Pero si la extensión y la grandeza habían sido dos objetivos básicos, no lo era menos la materia prima del edificio y aquí está quizá lo más extraordinario del hecho: en una ciudad sin piedra ni madera ¿cómo fue posible llevar a cabo semejante obra? ...
La solución a este misterio la trajo el Guadalquivir que era, junto con el Ebro, el único río español navegable. Se convirtió en el nexo de unión entre la ciudad y las fuentes de material pétreo que procedían, de forma casi exclusiva, de las canteras de la Sierra de San Cristóbal. Actualmente, se ubican en el término municipal de El Puerto de Santa María (Cádiz), sin embargo, fueron vecinos de Jerez de la Frontera quienes la extrajeron. De ahí, que el material se llamó siempre cantos de Xerez. Aún hoy día se pueden ver cavidades subterráneas de 22 metros de altura libre que evidencian las grandes cantidades extraídas. Los cantos, de 18 a 20 toneladas en cada viaje, se embarcaban en navíos, los carracones, que en un mes bajaban el río Guadalete, salían a la bahía de Cádiz, remontaban el Guadalquivir hasta la Torre del Oro y regresaban para volver de nuevo cargados. En sentido opuesto, bajaban el río desde la sierra de Segura (Jaén) enormes almadías llamadas piaras de pinos. Pero esta travesía merece otro capítulo.
La piedra de El Puerto de Santa María no era apta para la decoración, por lo que hubo que recurrir a otros materiales. Para las portadas, se trajo piedra desde más lejos y, por lo tanto más cara, que fue transportada en carros o en barcos. Para toda la estatuaria ubicada en los exteriores se recurrió a la cerámica local; para las solerías, a las piedras portuguesas ornamentales; para la escultura de interior, al alabastro aragonés traído por vía marítima; así como a otros materiales de construcción, como la cal o el yeso, de origen comarcal. En varias ocasiones (1467, 1497, 1498 y 1499) se documentan importantes compras de tiestos de cerámica defectuosos a alfares locales para formar las pendientes de las azoteas, prácticamente horizontales.
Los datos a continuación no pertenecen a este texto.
Issue #140, opened 2019-08-22
[BUG] False positives created by change to ControlShouldSupportTextPattern rule


RobGallo:
The ControlSupportsTextPattern rule was changed to require all edit controls to support the text pattern. This is in-line with a recent change to the UIA documentation. However, there are legacy situations which the rule now reports as errors and which are unlikely to be resolved. These are perceived as false positives by users.

The first reproduceable instance given to us was the find edit field in Notepad. This edit field is built with the Win32 framework. Axe.Windows should not be reporting this error for Win32 because it is unlikely to be fixed and Win32 edit fields don’t seem to present a barrier to ATs, probably because they can be accessed using Windows messages.

The second reproduceable instance given to us was Windows Explorer, where there are many edit fields which generate this error on every page. These don't actually appear to be editable content. But the framework, DirectUI, has designated them as such. We believe it is safe to exempt edit fields which are not focusable in the DirectUI framework from the ControlShouldSupportTextPattern rule because these do not appear to be truly editable.

ControlShouldSupportTextPattern should be updated with the exemptions described above.

RobGallo:
Fixed in #147

PR #147, opened 2019-09-09
Fix [BUG] False positives created by change to ControlShouldSupportTextPattern ruleIssue #140

RobGallo:
#### Describe the change

Please see the bug description for details on the fix.

### DIFF
--- a/src/Rules/Library/ControlShouldSupportTextPattern.cs
+++ b/src/Rules/Library/ControlShouldSupportTextPattern.cs
@@ -5,6 +5,7 @@ using Axe.Windows.Core.Bases;
 using Axe.Windows.Core.Enums;
 using Axe.Windows.Rules.PropertyConditions;
 using Axe.Windows.Rules.Resources;
+using static Axe.Windows.Rules.PropertyConditions.BoolProperties;
 using static Axe.Windows.Rules.PropertyConditions.ControlType;
 
 namespace Axe.Windows.Rules.Library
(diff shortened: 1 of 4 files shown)


src/Rules/Library/ControlShouldSupportTextPattern.cs
```diff
@@ -28,7 +29,13 @@ public override EvaluationCode Evaluate(IA11yElement e)
 
         protected override Condition CreateCondition()
         {
-            return Document | Edit;
+            var win32Edit = Edit & StringProperties.Framework.Is(Framework.Win32);
+            var nonfocusableDirectUIEdit = Edit & ~IsKeyboardFocusable & StringProperties.Framework.Is(Framework.DirectUI);
+
+            return Document
+                | (Edit
+                & ~win32Edit
```
DaveTryon: >win32Edit [](start = 19, length = 9)

This executes only once per rule, right? If not, it might be worth making these static to save memory

src/RulesTest/Library/ControlShouldSupportTextPatternUnitTests.cs
```diff
@@ -0,0 +1,80 @@
...
+
+            Assert.IsFalse(Rule.Condition.Matches(e));
+        }
+
+        [TestMethod]
+        public void DirectUIEdit_NotApplicable()
+        {
+            var e = new MockA11yElement();
+            e.ControlTypeId = ControlType.Edit;
+            e.Framework = Framework.Win32;
```
DaveTryon: >Win32 [](start = 36, length = 5)

Based on the test name, should this be DirectUI?

src/Rules/Library/ControlShouldSupportTextPattern.cs
RobGallo: The CreateCondition function is only called once per rule per session.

Los cantos tenían que recorrer un largo camino desde que eran extraídos de las canteras de la Sierra de San Cristóbal hasta que atracaban en el muelle, junto a la Torre del Oro y eran desembarcados por el ingenio -una grúa con un sistema de poleas- para más tarde ser llevados en carretas de bueyes hasta pie de obra. En definitiva, una larga travesía la de los cantos…
[editar] Un río de cantos…
Desde que los cantos salían de la Sierra de San Cristóbal hasta que llegaban a pie de obra pasaban por diferentes medios de transporte. Primero, eran las carretas de mulas las que los llevaban por un terreno escarpado hasta el embarcadero de El Portal, construido por el cabildo. Allí los cantos eran embarcados en los carracones, un tipo de navío del que se tiene constancia ya en 1433, en el testamento del canónigo Juan Martínez de Vitoria, en el que se hace referencia a la construcción de dos barcos para traer cantos desde el Puerto de Santa María. Estos datos están recogidos en el Cuaderno de la Clauaçon, iniciado en junio por el propio canónigo, en el que también se habla de los constructores y cómitres.
Tras dejar atrás el muelle del Puerto de Santa María, los carracones cargados con los cantos recorrían la bahía de Cádiz hasta llegar a Sanlúcar de Barrameda y subian por el Guadalquivir hasta alcanzar el muelle de Sevilla que estaba situado cerca de la Torre del Oro, en terrenos de las atarazanas. La construcción de esta instalación portuaria fue posible gracias a que el 30 de agosto de 1477, el cabildo obtiene de la reina Isabel la confirmación del privilegio otorgado por su padre, Juan II, para edificarla. Aunque estaba destinada a facilitar la descarga de los materiales para la obra, mediante un canon también se usaba para embarcar y desembarcar los productos de otros propietarios.
Respecto a los carracones hay que destacar que viajaban acompasados, pues lo habitual era que se descargasen en semanas consecutivas con un intervalo sin descargas. Quizá se quería evitar así acumular demasiado transporte en carretas por las calles de la ciudad o tener una tripulación ociosa a la espera de ser descargada su nave). El período sin descarga lo suponemos dedicado al tornaviaje, la nueva carga y el regreso de nuevo. Como mínimo fue de siete semanas y como máximo de once, siendo el lapso habitual de diez. No hubo interrupciones invernales.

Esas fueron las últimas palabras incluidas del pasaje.